Even Meghan, who doesn’t like tahini, raved about these bars, so don’t worry too much about the tahini flavor. If you prefer, you can use a store-bought caramel sauce in place of the tahini+maple syrup. (vegan or regular)
In place of the butter and heavy cream, I used coconut oil and canned coconut milk. I didn’t detect any coconut flavor in the end result. I did use refined coconut oil, which is better for baking above 300 degrees and has less coconut flavor.
Usually carmelitas are made with all-purpose flour and oats. For my first trial I tried to use almond flour. The almond flour didn’t absorb enough of the liquid, so the texture wasn’t right. The bottom layer became hard, almost like toffee. Next I tried oat flour (I just blended up some oats) and that worked perfectly. To ensure these are gluten-free, make sure to get certified gluten-free oats.
After I took about a bazillion pictures of the bars, I realized there was no way we’d be eating them at that size. They are way too rich and sweet. I took the 9 bars and cut them into fourths. Much better. I left a few out for use to eat and then put the rest in the freezer so they can be a part of my Christmas dessert tray.
While these aren’t light in terms of calories, if you are going to splurge with a dessert, this is a great way to do it. They are made with no refined flour or refined sugar. And, of course, they are vegan, which means you have a dairy-free dessert as well as gluten-free. If you have friends or family who need an allergy-friendly dessert, this is a great pick!

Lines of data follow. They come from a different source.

PR #3412, opened 2023-05-15
[FTRMT052023] JuanLozano

Jualolo:
I couldnt sort alphabetically inside the yearly sorted :( but the rest I finished everything :)

### DIFF
--- a/src/movies.js
+++ b/src/movies.js
@@ -1,16 +1,78 @@
+
 // Iteration 1: All directors? - Get the array of all directors.
 // _Bonus_: It seems some of the directors had directed multiple movies so they will pop up multiple times in the array of directors.
 // How could you "clean" a bit this array and make it unified (without duplicates)?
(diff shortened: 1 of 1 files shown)


ykztenoks:
Hey Juan!
Awesome job in your lab! I'm sure if you had enough time you'd even rock the bonuses.

Few improvements that I could point out:
For itearation 2, where you should find all drama movies directed by Steven Spielberg, you could have only one filter with a if statement that looks like this:
`if(movie.director === 'Steven Spielberg && movie.genre.includes('Drama')`
A little shorter so it looks cleaner and more readable.

As for iteration 6, the best way to order alphabetically is to use[ localeCompare()](https://developer.mozilla.org/pt-BR/docs/Web/JavaScript/Reference/Global_Objects/String/localeCompare). That's because sort() is not case sensitive as it's based on the [ASCII Table](https://www.asciitable.com/). 

Other than that, keep up the great work!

- ¾ cup coconut oil, melted
- ¾ cup Sucunat, coconut sugar, or brown sugar
- 2 cups old-fashioned oats, divided
- 1 tablespoon vanilla extract
- ¼ teaspoon salt
- ½ teaspoon baking soda
- ½ teaspoon baking powder
- ½ cup tahini
- ½ cup maple syrup
- ½ cup canned full-fat coconut milk
- pinch of salt
- 1 cup chocolate chunks (I use the Enjoy Life brand)
- Preheat the oven to 350 degrees. Line an 8X8 or 9X9 inch pan with aluminum foil and spray with cooking oil. (I did not try parchment paper, but I highly recommend you line your pan)

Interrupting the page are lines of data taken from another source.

PR #3413, opened 2023-05-15
[FTRMT052023] cédricRocher

hymced:
all done with bonus
struggled with debugging...
1) why vs code does not alert when using a single = instead of == in an if condition?
2) and also I was calling the functions multiple times with the same input to make some checks, but even if the array is a (shallow) copy, the objects in it are not! so the first call to function was mutating the content of the array!

### DIFF
--- a/src/movies.js
+++ b/src/movies.js
@@ -1,25 +1,2171 @@
 // Iteration 1: All directors? - Get the array of all directors.
 // _Bonus_: It seems some of the directors had directed multiple movies so they will pop up multiple times in the array of directors.
 // How could you "clean" a bit this array and make it unified (without duplicates)?
-function getAllDirectors(moviesArray) {}
+function getAllDirectors(moviesArray) {
+  return moviesArray.map(movie => movie.director)
+}
 
 // Iteration 2: Steven Spielberg. The best? - How many drama movies did STEVEN SPIELBERG direct?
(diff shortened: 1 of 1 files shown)


TA-Remote:
Hey Cédric!
I'm always amazed by your comments, the way you describe the logic, the methods you used and what you want to achieve, and that you’re going further and try different solutions...  just my personal opinion.
Some notes based on your comments:
* Bonus 1: the instructions weren’t so clear, and it was really a plus.  you could build another function, reusing the getAllDirectors(), to clean up the repetitions. I know… jasmine doesn’t check this one, so console.log is our only way to test😜
*  = , == , === : as we choose how to compare, especially in if statement, I guess VS code can’t really tell us what to do, as someone suggested, there are some extensions to autocomplete/give suggestions. I personally so some student work with them and I found them annoying and not so precise. 
* When you want to compare values keep in mind the differences between the different [equality comparisons](https://developer.mozilla.org/en-US/docs/Web/JavaScript/Equality_comparisons_and_sameness)  the === is always the safest, and I suggest you to used it.
* I hope I could go through all your code…  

- Melt your coconut oil in a medium glass bowl (the microwave may be used).
- Add the Sucunat and whisk to combine well.
- In a blender or food processor, blend 1 cup of the oats until they are a fine powder.
- Add the oat flour and the remaining 1 cup rolled oats to the bowl with the oil and sugar. Also add the vanilla, salt, baking soda, and baking powder and mix well.

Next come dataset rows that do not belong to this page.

PR #3414, opened 2023-05-15
RM WD may23 Emilio Moreno

E-m-i-l-i-o:
I tried and advanced with the wonderful help of Vale. Later, I helped out other colleagues who were stuck with the same  issues Ale helped me with.  I continued further and now I feel exhausted so have to leave it here.

### DIFF
--- a/src/movies.js
+++ b/src/movies.js
@@ -1,13 +1,109 @@
+const data= [  {
+    title: 'The Shawshank Redemption',
+    year: 1994,
+    director: 'Frank Darabont',
+    duration: '2h 22min',
+    genre: ['Crime', 'Drama'],
+    score: 9.3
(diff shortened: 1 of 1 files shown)


TA-Remote:
Hey Emilio!
Great that you were able to go further and you even helped your classmates🙌!!!
Even for the tricky task, keep going with the same approach you used working on iteration 3:
* Recognise what the function has to return 
* Type of data you are working with
* Value we need , and where it stored
* Break it in step
* Console.log(a lot😉) :  to see your progress, identify the data you are returning before going further with another task, or whenever you need

That’s the right way to go!!
And if you have any other questions about those methods, please let us know.
 Keep it up💪
 Alessandra

PR #3415, opened 2023-05-15
[FTRMT052023] janiOjala

jani500:
Very challenging lab and not enough time to complete all iterations.
Need to revisit this, especially to practice sort & reverse, which I didn't have time for.


ykztenoks:
use length for iteration 2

- Press half of the oat mixture into your prepared baking pan. Bake for 10 minutes.
- While the first layer is baking, mix together your caramel layer. Whisk together the tahini, maple syrup, the coconut milk, and salt.
- After 10 minutes, pull the pan out of the oven. Add the chocolate chunks in an even layer.
- Next, slowly pour the caramel sauce over the chocolate chunks, ensuring it evenly covers the pan. Finally, top this with the remaining oat mixture.
- Return the pan to the oven and bake until the edges are lightly browned and the center is bubbling slightly, approximately 18 minutes.
- These need to set before they can be sliced. At a minimum, let them set in the fridge for 2-4 hours. For best results, let them set overnight before cutting (in the fridge or at room temperature). If you try to cut these early, they will not hold into bars and you'll have a mess. A tasty mess, but definitely a mess! 😉 Enjoy!